## Try it
Beneath this instruction is a listing. Transcribe from it only the stretch from the line with "zeenix: > rand" through the line with "dariusc93: Looking at", both end lines included, exactly as written.

BEGIN

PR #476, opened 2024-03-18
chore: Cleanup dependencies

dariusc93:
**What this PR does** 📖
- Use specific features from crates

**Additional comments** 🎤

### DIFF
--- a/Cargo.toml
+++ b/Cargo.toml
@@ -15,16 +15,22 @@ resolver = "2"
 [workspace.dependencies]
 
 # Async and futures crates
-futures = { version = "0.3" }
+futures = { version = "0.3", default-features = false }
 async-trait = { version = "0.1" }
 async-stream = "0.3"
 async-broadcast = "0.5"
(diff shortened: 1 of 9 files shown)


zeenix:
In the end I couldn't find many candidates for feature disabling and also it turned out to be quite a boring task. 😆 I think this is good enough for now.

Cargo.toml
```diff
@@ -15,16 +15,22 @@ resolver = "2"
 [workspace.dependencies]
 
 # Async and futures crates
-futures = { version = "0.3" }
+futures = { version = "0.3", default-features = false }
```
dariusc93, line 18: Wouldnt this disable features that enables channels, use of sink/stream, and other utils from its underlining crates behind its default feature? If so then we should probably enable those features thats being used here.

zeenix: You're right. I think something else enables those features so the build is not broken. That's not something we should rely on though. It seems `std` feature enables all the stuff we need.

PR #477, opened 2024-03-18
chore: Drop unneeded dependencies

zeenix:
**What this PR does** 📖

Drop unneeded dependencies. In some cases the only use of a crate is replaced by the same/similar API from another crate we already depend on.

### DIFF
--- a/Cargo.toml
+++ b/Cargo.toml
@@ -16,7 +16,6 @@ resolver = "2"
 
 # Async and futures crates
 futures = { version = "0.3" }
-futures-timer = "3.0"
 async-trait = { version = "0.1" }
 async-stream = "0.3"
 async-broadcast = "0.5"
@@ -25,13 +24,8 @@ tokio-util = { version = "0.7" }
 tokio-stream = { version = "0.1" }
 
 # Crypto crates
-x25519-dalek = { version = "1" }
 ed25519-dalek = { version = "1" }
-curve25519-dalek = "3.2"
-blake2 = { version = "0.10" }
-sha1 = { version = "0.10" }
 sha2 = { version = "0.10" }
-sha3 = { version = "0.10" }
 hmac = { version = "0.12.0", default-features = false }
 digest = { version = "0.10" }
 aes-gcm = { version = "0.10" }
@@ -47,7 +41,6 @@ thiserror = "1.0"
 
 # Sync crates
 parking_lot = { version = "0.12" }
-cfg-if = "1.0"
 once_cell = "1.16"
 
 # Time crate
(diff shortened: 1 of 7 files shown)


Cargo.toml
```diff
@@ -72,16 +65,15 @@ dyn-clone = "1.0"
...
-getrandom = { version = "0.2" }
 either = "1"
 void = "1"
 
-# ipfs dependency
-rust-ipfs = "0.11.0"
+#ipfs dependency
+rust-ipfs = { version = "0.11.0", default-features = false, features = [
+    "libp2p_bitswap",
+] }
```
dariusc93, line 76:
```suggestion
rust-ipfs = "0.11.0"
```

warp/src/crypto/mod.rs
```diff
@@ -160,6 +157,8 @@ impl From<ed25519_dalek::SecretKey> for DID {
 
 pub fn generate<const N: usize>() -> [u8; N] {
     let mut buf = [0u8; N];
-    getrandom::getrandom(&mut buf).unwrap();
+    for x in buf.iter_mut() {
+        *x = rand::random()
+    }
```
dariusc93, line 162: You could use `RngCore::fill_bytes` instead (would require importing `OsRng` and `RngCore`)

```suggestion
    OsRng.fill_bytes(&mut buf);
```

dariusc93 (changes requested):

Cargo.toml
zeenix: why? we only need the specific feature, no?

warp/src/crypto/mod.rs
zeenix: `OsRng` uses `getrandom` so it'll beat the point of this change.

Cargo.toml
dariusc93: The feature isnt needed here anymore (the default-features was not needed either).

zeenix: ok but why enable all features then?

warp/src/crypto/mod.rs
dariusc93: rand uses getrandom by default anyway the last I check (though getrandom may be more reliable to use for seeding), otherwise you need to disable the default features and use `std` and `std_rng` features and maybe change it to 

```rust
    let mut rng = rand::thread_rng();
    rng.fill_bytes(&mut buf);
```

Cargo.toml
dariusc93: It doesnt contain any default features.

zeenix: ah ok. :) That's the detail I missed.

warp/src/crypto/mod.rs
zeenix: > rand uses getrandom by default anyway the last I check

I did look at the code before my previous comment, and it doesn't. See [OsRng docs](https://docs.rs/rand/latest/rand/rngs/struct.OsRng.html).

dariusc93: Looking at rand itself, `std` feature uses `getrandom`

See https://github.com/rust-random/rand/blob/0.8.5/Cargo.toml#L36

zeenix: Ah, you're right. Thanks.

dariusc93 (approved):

END

## Task result
zeenix: > rand uses getrandom by default anyway the last I check

I did look at the code before my previous comment, and it doesn't. See [OsRng docs](https://docs.rs/rand/latest/rand/rngs/struct.OsRng.html).

dariusc93: Looking at rand itself, `std` feature uses `getrandom`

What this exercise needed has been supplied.